Next-Generation Sequencing Informatics Update
February 19th, 2010
I updated the Next-Generation Sequencing Informatics table a few weeks ago but forgot to mention it on the blog. The main update was the 50G configuration of the Illumina GA IIx. Also, the Sides & Associates blog linked to my table and referred to it as a “somewhat dated comparison of next-generation sequencing platforms.” Just to clarify, this table represents average throughput for production systems; not vendor claims about throughput, not future vaporware (and Alejandro Gutierrez corrected his description in the post once I pointed this out). As new systems come online and further improvements are made to existing platforms, the table will be updated.

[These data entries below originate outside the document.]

Issue #418, opened 2018-09-13
Missing fields "hidden" and "hiddenautoinc" for struct data in bureaucracy plugin


Juergen-aus-Koeln:
Hi,

in combination with the bureaucracy plugin there are some missing fields like "hidden" and "hiddenautoinc" to set struct data automatically by certain parameters.

Best regards
Juergen

splitbrain:
Can you elaborate a bit more how you think this should work exactly? Eg. what are you trying to achieve and how should it be implemented in struct?

Juergen-aus-Koeln:
The idea for this issue came up using the template mode of the bureaucracy plugin:

So your questions:
The "hidden" field makes sense with the field "fieldset", e.g.:
```
fieldset "Norm-Art ANSI"               "Norm-Art" "ANSI"
hidden   "Norm-Art-Z00"                "=ANSI" !
fieldset "Norm-Art ASME"               "Norm-Art" "ASME"
hidden   "Norm-Art-Z01"                "=ASME" !
```
And the "hiddenautoinc" is good to define an identifyer for a set of structured data:
```
fieldset "Bearbeitung abschließen"
thanks   "Seite wurde angelegt"
hiddenautoinc "Zaehler_TM" 00000
submit   "Mitteilung anlegen"
```
Because I can't address the parameters in the way that the data plugin does, I have no chance to fill out struct fields. For example "@@Zaehler_TM@@" doesn't work in the struct data input fields of the template referenced by bureaucracy.

The solution could be if the struct data input fields of the template would be able to contain such syntax elements, e.g. 
![grafik](https://user-images.githubusercontent.com/1800472/50981063-6cb9b480-14fa-11e9-938e-d171b268dc20.png)
or much better in combination with other elements (e.g. preceding text or other parameters):
![grafik](https://user-images.githubusercontent.com/1800472/50981207-c28e5c80-14fa-11e9-8552-1ec3cfad4d8f.png)

PR #469, opened 2019-10-23
Add simple autoincrement field type

### LINKED ISSUE #379: Sequential Numbering Field Configuration
This plugin is a great addition to Dokuwiki and I am using it to manage and maintain a controlled document library.  It would be great to have a field configuration that would allow for automatic sequential numbering.  Similar to the way that the numbering plug in works.  Essentially each time a new page is created in a schema controlled namespace it could be issued a sequential number that is unique.  It could require the user to click a button in the inline form to assign the number.

annda:
Prefix "Auto" is reserved so the type is called Increment. It inherits from Decimal but has no config.

Fixes #379 and #418

### DIFF
--- a/helper/field.php
+++ b/helper/field.php
@@ -1,9 +1,11 @@
 <?php
 use dokuwiki\plugin\struct\meta\Column;
 use dokuwiki\plugin\struct\meta\Schema;
+use dokuwiki\plugin\struct\meta\Search;
 use dokuwiki\plugin\struct\meta\StructException;
 use dokuwiki\plugin\struct\meta\Value;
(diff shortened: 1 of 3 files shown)


helper/field.php
```diff
@@ -55,6 +57,11 @@ protected function setVal($value) {
             }
         }
 
+        // handle empty (hidden) autoincrement field
+        if ($this->column->getType() instanceof Increment && ! $value) {
+            $value = $this->column->getType()->getMaxValue() + 1;
+        }
```
splitbrain: I'm not happy with having Type specific code here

Posted in IT, genomics | 8 Comments »
Tagged with: compute, genomics, Illumina, informatics, IT, storage
You can follow any responses to this entry through the RSS 2.0 feed. You can leave a response, or trackback from your own site.
February 19th, 2010 at 8:55 pm
Thanks for the update, that table is a great resource whenever we start doing back of the envelop calculations for potential new projects.
February 19th, 2010 at 9:36 pm
I’m curious what you use for your source of statistics for platforms you don’t have direct access to — publications or you have a good network of other labs?
This is very useful information!
February 20th, 2010 at 12:51 am
Thanks for the update and clarification. I’ve corrected “somewhat dated” on our blog with a more faithful explanation.
February 20th, 2010 at 4:16 am
Mate-pair and paired-end should not be confused as they are fundamentally different chemistries. Also, the SRA does not require the submission of images and so most submitters are not uploading images. Is this removed from the SRA file size (it seems quite high given our experience).
Finally, some statistics for the SOLiD 3+ would be great as they are regularly producing 800M-1B 50+50 reads per run (2 slides).
February 20th, 2010 at 5:06 pm
Keith, I get production numbers on the platform we do not have (SOLiD), from drd at Baylor.
Alejandro, I saw that you updated your post, and I appreciate it. I did not mention it in this post to impugn you, rather to help make a point.
Dirk, it’s true that mate-pair and paired-end are different, but for the purposes of this table the distinction is not important (indeed, it can easily be inferred by the size of the insert). None of the submission data is for images. It is for SRF (now ~17 B/b but ~50 B/b at one time) or gzipped FASTQ (~0.1 B/b). When the SRA has a fully functioning BAM pipeline, I have those numbers (~1 B/b). Note that I leave the SRF for the older platforms for historical reasons. As for SOLiD 3+, I am happy to post them if someone can provide them (see above).
March 1st, 2010 at 12:01 am
yeah.SOLiD v3 plus spec sheet will have all those numbers you need.
http://www3.appliedbiosystems.com/cms/groups/mcb_marketing/documents/generaldocuments/cms_072050.pdf
April 15th, 2010 at 12:47 pm
You should probably just report what you know, as the rest of these numbers look like typical GSC bias.
April 15th, 2010 at 12:57 pm
Classy stuff, Seth Peterson, Field Application Scientist at Applied Biosystems. Perhaps you are showing your AB bias. As I said above, the numbers for all platforms are real. The SOLiD numbers come from Baylor, a very pro-SOLiD shop.